Whack-a-Mole Apologetics



If you are an American, you are probably familiar with the game "Whack a Mole". Going on Facebook Atheist pages, I am reminded of the game because theists and Christian apologists trot out the same arguments over and over again. Although the book is over fifty years old now, people on Facebook still use many of the fallacious arguments for God's existence found in Paul E. Little's Know Why You Believe. Most of the arguments were debunked in Stubborn Credulity. For example,

1. "… recent anthropological research has indicated that among the farthest and most remote primitive peoples, today, there is a universal belief in God."

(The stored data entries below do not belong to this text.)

PR #897, opened 2026-07-22
feat: typed commands, settings & status for Zeo devices

### LINKED ISSUE #833: [Feature/Bug] Zeo Washing Machine (M1S Ultra): Deep Sleep Wakeup Failure & Missing DP Mappings

NOisi-x:
> **Builds on [#895](https://github.com/Python-roborock/python-roborock/pull/895)**  
> **Closes [#833](https://github.com/Python-roborock/python-roborock/issues/833)**

## What this PR adds

This PR delivers the core **Zeo API** — the ability to actually start, pause,
resume, stop and schedule a wash programme on Zeo (washing machine / dryer)
devices, with fully typed parameters. It is the successor to the earlier
`ZeoCommandTrait` + `ZeoFeatureTrait` draft, restructured into a single
`ZeoApi` entry point with three lazily-built sub-traits, and hardened by
on-device verification.

### The API surface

As I pointed out in my book, although universal belief may have been the case in the mid-twentieth century, it was not the case in the nineteenth century. Even if there was agreement, so what? As Bakunin argued, "Until the days of Copernicus and Galileo everybody believed that the sun revolved about the earth. Was not everybody mistaken?"


2. Little then proceeded to conflate complexity with design: "No one would think a wrist watch could come into being without an intelligent designer. How much more incredible is it to believe that the universe, in its infinite complexity, could have happened by chance?" No one would think a wrist watch could come into being without an intelligent designer not because it is complex, but because we know how wrist watches come into being. If complexity implied design, then one would be justified in asking "Who made God?" God or at least God's mind would be complex. The complexity would require a designer of the complexity, and we would have an infinite regress.

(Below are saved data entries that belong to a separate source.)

PR #898, opened 2026-07-24
Recover A01 devices after sleep and support push updates

piitaya:
## Proposed change

A01 devices (Dyad wet/dry vacuums, Zeo washers) could stop responding after going to sleep and never recover on their own. They now reconnect automatically, and Dyad vacuums can report state changes as they happen instead of only when polled.

Both changes are tested on a Roborock F25 XT (`roborock.wetdryvac.a238`). The listener change will need a HA core change to take effect (I'll open a PR for that)


Lash-L:
Going to leave this one for @allenporter before I merge, looks good to me, but RPC channels are definitely more his domain!

Happy to see someone contributing logic for A01 devices though 👀

allenporter (dismissed):

allenporter:
Please address CI Lint errors

piitaya:
Done ! Should be good now.

Lash-L (approved):

Lash-L:
TY @piitaya!

PR #900, opened 2026-07-25
feat: align Q10 map rendering with V1

tubededentifrice:
This draft intentionally remains the aggregate implementation and full real-device/Home Assistant before-and-after reference. Please review and merge the smaller PRs:

- #901 — independent `dpMultiMap` refresh transport
- #902 — V1 palette and deterministic adjacent-room colors (rendering 1/3)
- #903 — shared V1 overlay renderer (rendering 2/3, stacked on #902)
- #904 — docked-state composition (rendering 3/3, stacked on #903)

The stacked PRs include an explicit incremental compare link in their descriptions. Once each parent merges, its child can be rebased onto `main` without changing the review boundary.

## What changed

- fetch Q10 maps through the asynchronous `dpMultiMap` list/get flow
- render the Q10 raster with the V1 palette and transparent outside area
- assign room colors through one deterministic V1/Q10 adjacency policy, changing a room's canonical color only when a neighboring room would otherwise look identical
- apply erase zones and restriction geometry with their 5 mm header calibration, independently from 2.5 mm trace calibration
- reuse the V1 image generator for path, robot, dock, no-go/no-mop areas, and virtual walls to prevent visual drift
- place the saved dock from its absolute header pixel coordinates and show the robot directly in front of it while charging, without inventing an idle path
- place restrictions from header metadata even while the robot is idle

## Why

Q10 maps did not consistently refresh through `dpRequestDps`, erase polygons were projected with the trace scale, and Q10 maintained custom marker/path/wall drawing that differed from V1. The V1 palette also intentionally repeats some colors (for example, room slots 2 and 12), so adjacent rooms using those slots could visually merge. The saved dock coordinates were also receiving the world origin a second time, which moved the dock off its real position, while an idle trace contains no robot coordinates. The Q10 `charger_phi` is already the V1-compatible outward heading and must be preserved directly: R1 reports about `3°` and points right, while RDC reports about `91°` and points up. Together these issues made through-window phantom areas remain visible, hid or misplaced the charging robot/dock, merged some adjacent rooms, and allowed the Q10 and V1 renderers to drift.

## Before / after

Captured from the same R1 map in the configured local Home Assistant test instance. The before image is the original preview saved before any change in this PR. The after image is the final R1 Home Assistant render with corrected erase zones, restrictions, transparency, adjacent-room colors, and charging robot/dock placement.

| Before: original Q10 renderer | After: final V1-aligned renderer |
| --- | --- |
| Original Q10 rendering before this PR | Final R1 Q10 rendering in Home Assistant |

## Validation

- `pytest -q` — 901 passed, 86 snapshots passed
- focused Q10 map/status/protocol and shared V1 parser tests — 113 passed
- `ruff check .`
- `ruff format --check .`
- repository-pinned mypy hook on all changed non-CLI source modules
- `codespell` on all changed files
- `git diff --check`
- current R1 grid/header render (`charger_phi=3°`) places the dock left of the robot, pointing right, with no idle path
- RDC's current `charger_phi=91°` remains upward-facing; both cardinal directions are covered by regression tests
- GitHub CI on the preceding visual head — all required checks passed; the exact final head is covered by the local validation above, while its Actions run failed before GitHub created any jobs or logs

## Impact

The map/protocol changes remain scoped to Q10. The shared room-color policy is also applied to V1 base-map parsing: it preserves every canonical room color unless an edge-adjacent room already uses the same RGB value, and resets from the canonical palette on every parse to prevent color drift.


tubededentifrice:
While cleaning
image

PR #901, opened 2026-07-25
fix: request Q10 maps through dpMultiMap

tubededentifrice:
## Summary

This PR separates the Q10 saved-map list from the Q10 map content.

`MapsTrait` requests and stores the saved-map list. `MapContentTrait` requests content for a stored map ID. `Q10PropertiesApi` routes both map-list data and other DPS data through its normal update list.

## Why

The map list and map content can change at different times. A general status refresh does not reliably publish the map. The Q10 map request has this flow:

1. Send `dpMultiMap` with `op: list`.
2. Receive the saved-map list later in the DPS stream.
3. Send `dpMultiMap` with `op: get` and a string map ID.
4. Receive the content later in a protocol-301 `MAP_RESPONSE`.

The map list is an initial dependency only when no map ID is available. After that, a caller can refresh map content without a new list request.

## Changes

- Add `MapsTrait` for the map list, its typed converter, and the list request.
- Keep content requests, map packets, trace packets, and rendered content in `MapContentTrait`.
- Require `CommandTrait` in both traits that send commands.
- Add `MapsTrait` to `_updatable_traits`.
- Ignore `op: get` acknowledgements in `MapsTrait` so they cannot replace a valid list.
- Keep general status, map-list, and map-content refresh schedules separate.
- Make the CLI request the list only when it has no stored map ID.
- Use the standard `TraitUpdateListener` interface for CLI waiting.
- Use the standard DPS converter pattern for the typed string map ID.

## Validation

- `pytest -q`: 918 tests passed and 86 snapshots passed.
- All pre-commit checks passed, including Ruff and mypy.
- The branch includes the latest `main` commit.

## Relationship to #900

This PR is independent and targets `main`. The rendering work is split into #902, #903, and #904. PR #900 remains the full real-device and Home Assistant reference.


roborock/devices/traits/b01/q10/__init__.py
```diff
@@ -132,22 +156,55 @@ async def close(self) -> None:
...
         """Refresh all traits."""
-        # Sending the REQUEST_DPS will cause the device to send all DPS values
-        # to the device. Updates will be received by the subscribe loop below.
+        # Status and map retrieval use separate Q10 requests. A bare REQUEST_DPS
+        # reliably refreshes status but does not reliably make every firmware
+        # publish its map.
         await self.command.send(B01_Q10_DP.REQUEST_DPS, params={})
+        await self.request_map()
+
+    async def request_map(self) -> None:
```
allenporter: This should be on the map trait?

roborock/devices/traits/b01/q10/__init__.py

3. Little brought up the law of entropy. He quoted a Christian source which read, "What the law asserts can be illustrated from a plastic oleomargarine bag which contains white margarine and a small capsule filled with yellow coloring…" Instead of repeating the entire argument, I'll just paraphrase what I wrote in my book: It's not necessarily legitimate to take what we know about a bag and to then apply it to the entire universe. Here is an excerpt:

According to Heinz Pagels, the "law of entropy increase may apply to the universe as a whole because the universe may be a closed system. Eventually it too may fall into ruin, a 'heat death' in which the stars burn out and matter is scattered over the endless reaches of space―a mess with no one to straighten it out" (The Cosmic Code, 1982, 123 & 124, emphasis added). Another scientist, Carl Sagan, reinforced Pagels when, during a lecture, he said, "It's by no means clear, by the way, that the Second Law of Thermodynamics applies to the universe as whole, because it is an experiential law, and we don't have experience with the universe as a whole" ("Gifford Lectures," 1985, The Varieties of Scientific Experience by Carl Sagan & Ann Druyan, ed., [2006] 2007, 157 & 158)…. E. A. Milne cast doubt on the validity of the apologist's argument when he pointed out that "we have no means for assessing change of entropy for the whole universe. … [W]e can calculate such a change for 'closed systems' with something outside them but the universe ex hypothesi has nothing (physical) outside it" (quoted in G. J. Whitrow, The Natural Philosophy of Time, [1961] 1963, 7).


I hope that these points alone are enough to lay the entropy argument to rest.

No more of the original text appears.